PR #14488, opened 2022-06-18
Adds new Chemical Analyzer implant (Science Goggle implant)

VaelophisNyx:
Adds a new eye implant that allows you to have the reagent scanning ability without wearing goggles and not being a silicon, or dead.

* * *

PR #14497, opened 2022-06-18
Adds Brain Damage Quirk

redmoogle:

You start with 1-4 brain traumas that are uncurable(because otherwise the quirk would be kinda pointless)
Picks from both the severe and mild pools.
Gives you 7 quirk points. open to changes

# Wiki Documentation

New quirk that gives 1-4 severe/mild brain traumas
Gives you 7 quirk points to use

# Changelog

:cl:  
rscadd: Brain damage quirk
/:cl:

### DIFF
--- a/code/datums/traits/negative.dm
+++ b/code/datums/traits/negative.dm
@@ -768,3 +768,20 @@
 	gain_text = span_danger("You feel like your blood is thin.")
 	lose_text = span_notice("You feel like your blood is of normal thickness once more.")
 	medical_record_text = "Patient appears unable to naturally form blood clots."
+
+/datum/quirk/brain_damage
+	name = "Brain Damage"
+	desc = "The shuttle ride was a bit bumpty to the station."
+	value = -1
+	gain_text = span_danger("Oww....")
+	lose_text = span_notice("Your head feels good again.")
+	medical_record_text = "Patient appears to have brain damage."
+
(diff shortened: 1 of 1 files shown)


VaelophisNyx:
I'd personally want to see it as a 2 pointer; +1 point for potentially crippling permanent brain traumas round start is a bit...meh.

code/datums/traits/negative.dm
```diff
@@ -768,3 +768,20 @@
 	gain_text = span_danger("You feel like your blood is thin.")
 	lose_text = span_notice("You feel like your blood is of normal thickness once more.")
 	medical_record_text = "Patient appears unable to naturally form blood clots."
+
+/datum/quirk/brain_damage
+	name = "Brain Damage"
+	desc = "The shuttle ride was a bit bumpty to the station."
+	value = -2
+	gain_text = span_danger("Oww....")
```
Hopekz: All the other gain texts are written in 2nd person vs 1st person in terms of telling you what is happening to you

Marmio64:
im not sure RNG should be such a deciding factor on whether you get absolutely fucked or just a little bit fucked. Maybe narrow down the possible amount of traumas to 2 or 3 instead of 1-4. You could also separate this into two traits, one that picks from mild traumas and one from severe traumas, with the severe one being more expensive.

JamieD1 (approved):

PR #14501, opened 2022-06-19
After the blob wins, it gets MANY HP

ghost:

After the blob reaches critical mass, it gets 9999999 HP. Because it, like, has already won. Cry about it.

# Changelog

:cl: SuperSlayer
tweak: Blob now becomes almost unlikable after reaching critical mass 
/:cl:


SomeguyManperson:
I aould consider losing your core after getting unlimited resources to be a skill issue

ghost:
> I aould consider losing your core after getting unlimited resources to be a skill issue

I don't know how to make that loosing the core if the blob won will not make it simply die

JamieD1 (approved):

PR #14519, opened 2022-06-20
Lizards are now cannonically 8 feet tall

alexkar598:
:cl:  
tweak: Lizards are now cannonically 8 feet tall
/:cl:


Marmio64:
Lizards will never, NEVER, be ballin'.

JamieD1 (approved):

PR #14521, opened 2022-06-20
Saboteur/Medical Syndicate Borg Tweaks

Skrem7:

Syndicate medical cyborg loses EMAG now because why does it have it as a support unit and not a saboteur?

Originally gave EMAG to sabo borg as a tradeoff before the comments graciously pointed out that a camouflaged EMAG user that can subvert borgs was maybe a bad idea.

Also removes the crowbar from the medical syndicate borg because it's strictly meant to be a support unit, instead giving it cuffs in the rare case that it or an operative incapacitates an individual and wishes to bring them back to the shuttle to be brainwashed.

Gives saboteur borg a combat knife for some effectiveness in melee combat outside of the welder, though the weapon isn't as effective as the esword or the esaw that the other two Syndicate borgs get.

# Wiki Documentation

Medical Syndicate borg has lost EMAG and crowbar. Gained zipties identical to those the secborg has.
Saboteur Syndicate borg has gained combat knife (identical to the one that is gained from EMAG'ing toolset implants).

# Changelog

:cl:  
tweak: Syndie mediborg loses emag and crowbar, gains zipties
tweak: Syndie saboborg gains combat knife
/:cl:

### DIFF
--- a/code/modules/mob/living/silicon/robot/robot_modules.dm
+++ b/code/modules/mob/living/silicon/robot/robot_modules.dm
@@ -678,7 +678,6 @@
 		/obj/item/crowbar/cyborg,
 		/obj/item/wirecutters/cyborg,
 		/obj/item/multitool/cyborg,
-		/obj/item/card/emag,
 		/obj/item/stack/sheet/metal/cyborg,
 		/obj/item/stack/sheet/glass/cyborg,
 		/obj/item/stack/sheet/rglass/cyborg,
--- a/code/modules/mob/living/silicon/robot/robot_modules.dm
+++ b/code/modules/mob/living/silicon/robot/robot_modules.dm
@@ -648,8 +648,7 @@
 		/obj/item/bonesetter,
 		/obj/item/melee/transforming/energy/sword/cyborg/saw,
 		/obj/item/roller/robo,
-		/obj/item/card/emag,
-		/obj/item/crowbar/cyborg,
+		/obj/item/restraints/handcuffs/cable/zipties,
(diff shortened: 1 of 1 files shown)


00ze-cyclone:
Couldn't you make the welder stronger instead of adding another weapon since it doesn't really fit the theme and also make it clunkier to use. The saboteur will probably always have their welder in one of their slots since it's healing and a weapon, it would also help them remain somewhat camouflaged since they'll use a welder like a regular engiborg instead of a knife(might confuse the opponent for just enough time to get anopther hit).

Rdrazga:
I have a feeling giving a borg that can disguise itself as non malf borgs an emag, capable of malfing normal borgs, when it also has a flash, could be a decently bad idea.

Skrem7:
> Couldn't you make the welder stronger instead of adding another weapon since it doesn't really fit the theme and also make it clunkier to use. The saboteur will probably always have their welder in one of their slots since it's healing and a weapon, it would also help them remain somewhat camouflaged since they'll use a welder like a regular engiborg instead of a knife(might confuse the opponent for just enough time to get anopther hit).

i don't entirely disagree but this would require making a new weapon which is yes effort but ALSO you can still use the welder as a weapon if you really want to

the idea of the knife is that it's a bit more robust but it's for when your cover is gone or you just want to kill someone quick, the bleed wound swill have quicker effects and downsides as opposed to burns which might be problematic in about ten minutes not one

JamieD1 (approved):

(TASK GOAL): Scan the material above and copy every line that holds the string "issue".

(REPLY TO THE EXERCISE):
I aould consider losing your core after getting unlimited resources to be a skill issue
> I aould consider losing your core after getting unlimited resources to be a skill issue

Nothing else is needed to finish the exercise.